Revising the prime ministerial appointment

How Gantz could still have a hope of replacing Bibi

Blue and White leader Benny Gantz speaks after the first elections exit polls (photo credit: AVSHALOM SASSONI/MAARIV)
Blue and White leader Benny Gantz speaks after the first elections exit polls
(photo credit: AVSHALOM SASSONI/MAARIV)
In 2008, Tzipi Livni won the elections over Benjamin Netanyahu and Kadima got one seat more than Likud at the Knesset.
Yet, then-president Shimon Peres gave the mandate of government formation to Netanyahu, because smaller parties expressed their wish to side with him. The rest of the story is known, Netanyahu formed a government and Livni’s rising star began to fade. She gradually fell in political oblivion, not competing at all in the latest elections. The Benny Gantz Blue and White narrative is a Livni 2.0 case slightly moderated. This time, the coalition of the generals did not manage to surpass Likud either in mandates or number of votes. It is logical and utterly democratic that Prime Minister Benjamin Netanyahu is given the mandate to form the next coalition. Ultimately, Gantz’s star will fade away. It is doubtful whether Blue and White will be there to run for the next elections.
Yet, the equal number of mandates and the almost identical number of votes Gantz received compared to Netanyahu denote the large number of people who did wish for a change and the turning of a page. This would have been more the case if the law in Israel ordained the president to entrust the leaders of the biggest parties in order of electoral power to enter in direct negotiations with the smaller parties without the latter first voicing their opinion on their preferable candidate.

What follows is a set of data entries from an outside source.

PR #1518, opened 2022-06-23
[UI / Linux] Prevent wine manager list overflow

joephela:
Found a small display bug where the row text would overflow it's container.

Before:
Screenshot from 2022-06-22 21-50-03

After:
Screenshot from 2022-06-22 21-58-19


Nocccer:
@arielj added you, because you are the css expert.
@joephela please change the branch from `main` to `beta`

joephela:
> @arielj added you, because you are the css expert. @joephela please change the branch from `main` to `beta`

Looks like this has already been fixed in beta, my bad.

If this had been done back in 2008, Livni would have got the first chance to form a government and history might have been different.
As things currently stand, the fact that parties inform the president in advance which prime ministerial candidate they would like to favor enables the creation of rightwing or left-wing blocs, and does not leave room for political maneuvering and negotiations. In absence of direct negotiations between the party heads and the prime ministerial candidates through official channels, parties have no incentive to further explore the possibility of a candidate who might not directly fit their ideological agenda. The game is a priori loss for the second contestant when it should not be so. It is logical for smaller parties to first throw their alliance with the biggest party with which they feel more secure, and only then open into negotiations for the details of any coalition agreements.
TAKE, FOR EXAMPLE, these elections. The Likud and Blue and White start from the same starting point – 35 Knesset seats each. Yisrael Beytenu and the Union of Right-Wing Parties (URP), which stated that they would never sit in a Gantz government, have 10 seats in total. On the other hand, the Labor Party and Meretz, which stated they would never sit in a Netanyahu government, also equal 10 seats together. The difference to the question of which of the two leaders – Netanyahu or Gantz – would be able to form the coalition would be in which of the two could lure the other remaining parties. HadashTa’al with 6 seats could be a partner for Gantz, provided that he made an opening to the Israeli-Arab party. And Kulanu, a Centrist party with a welfare agenda, could also join a Gantz government and add another 4 seats. That would leave the ultra-Orthodox parties totaling 16 seats as the kingmakers. Naturally inclining to the Right, these parties stand as Netanyahu’s allies. But, they could easily sit in a Gantz government if they were given economic incentives and some institutional guarantees that the rights of their constituents would not be affected. In fact, given the disputes between Shas leader Arye Deri and Yisrael Beytenu leader Avigdor Liberman in the past, the participation of Shas in a government where Yisrael Beytenu would not be a partner might be easier for the party.
However, as a result of the need to declare preferences in advance, Kulanu did not examine at all the possibility of joining a Gantz government; in fact, its leader Moshe Kahlon said he would most likely merge the party with the Likud. The ultra-Orthodox parties have equally turned their attention to a Netanyahu-led government only.
Things might have been different if these parties were tempted from the beginning to hear what Gantz has to offer them, and then make their decisions.
Government formation is a dynamic process – not only in the various demands smaller parties have from the bigger ones, but also in the first place in the choice of which bigger party smaller ones should follow. Not by accident, for example, in the United Kingdom in 2010, in the absence of absolute majority, the Liberal Democrats held talks both with the Conservative Party as well as the Labour Party before they decided to form a government with the former. And in Spain, after the 2015 general election, the King did not try to solve the difficulty in government formation by asking parties which candidate they would prefer, but by entrusting the government formation mandate first to the leader of the biggest party and then to the Socialists which had come second. Israel should well consider revising its current prime ministerial appointment policy. It may be already too late for Gantz, but maybe it is not too late for a shift of power in the next elections.
 
Formerly a member of the Knesset Legal Department on international and constitutional issues, the author is currently at King’s College Dickson Poon School of Law.